**Directions**:
Read the data below. Then repeat all of it exactly.

**Supplied data**:
PR #693, opened 2021-09-03
feat(explicit-constructed-response): implement print PD-1284

PatriciaRomaniuc:
**_Instructor view:_** 
Screen Shot 2021-09-03 at 11 00 58 AM
**_Student view_**
Screen Shot 2021-09-03 at 11 01 11 AM

### DIFF
--- a/packages/explicit-constructed-response/src/main.js
+++ b/packages/explicit-constructed-response/src/main.js
@@ -6,6 +6,7 @@ import CorrectAnswerToggle from '@pie-lib/correct-answer-toggle';
 import { ConstructedResponse } from '@pie-lib/mask-markup';
 import { color, Collapsible, hasText } from '@pie-lib/render-ui';
 import { withStyles } from '@material-ui/core/styles';
+import classNames from 'classnames';
 
 export class Main extends React.Component {
   static propTypes = {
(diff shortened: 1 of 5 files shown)


packages/explicit-constructed-response/src/main.js
```diff
@@ -53,29 +56,44 @@ export class Main extends React.Component {
...
             <div className={classes.collapsible}>
-              <Collapsible
-                labels={{ hidden: 'Show Teacher Instructions', visible: 'Hide Teacher Instructions' }}
-              >
-                <div dangerouslySetInnerHTML={{ __html: teacherInstructions }}/>
-              </Collapsible>
+              {!animationsDisabled ? <Collapsible
+                  labels={{ hidden: 'Show Teacher Instructions', visible: 'Hide Teacher Instructions' }}
+                >
+                  <div dangerouslySetInnerHTML={{ __html: teacherInstructions }}/>
```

**Output of the task**:
PR #693, opened 2021-09-03
feat(explicit-constructed-response): implement print PD-1284

PatriciaRomaniuc:
**_Instructor view:_** 
Screen Shot 2021-09-03 at 11 00 58 AM
**_Student view_**
Screen Shot 2021-09-03 at 11 01 11 AM

### DIFF
--- a/packages/explicit-constructed-response/src/main.js
+++ b/packages/explicit-constructed-response/src/main.js
@@ -6,6 +6,7 @@ import CorrectAnswerToggle from '@pie-lib/correct-answer-toggle';
 import { ConstructedResponse } from '@pie-lib/mask-markup';
 import { color, Collapsible, hasText } from '@pie-lib/render-ui';
 import { withStyles } from '@material-ui/core/styles';
+import classNames from 'classnames';
 
 export class Main extends React.Component {
   static propTypes = {
(diff shortened: 1 of 5 files shown)


packages/explicit-constructed-response/src/main.js
```diff
@@ -53,29 +56,44 @@ export class Main extends React.Component {
...
             <div className={classes.collapsible}>
-              <Collapsible
-                labels={{ hidden: 'Show Teacher Instructions', visible: 'Hide Teacher Instructions' }}
-              >
-                <div dangerouslySetInnerHTML={{ __html: teacherInstructions }}/>
-              </Collapsible>
+              {!animationsDisabled ? <Collapsible
+                  labels={{ hidden: 'Show Teacher Instructions', visible: 'Hide Teacher Instructions' }}
+                >
+                  <div dangerouslySetInnerHTML={{ __html: teacherInstructions }}/>
```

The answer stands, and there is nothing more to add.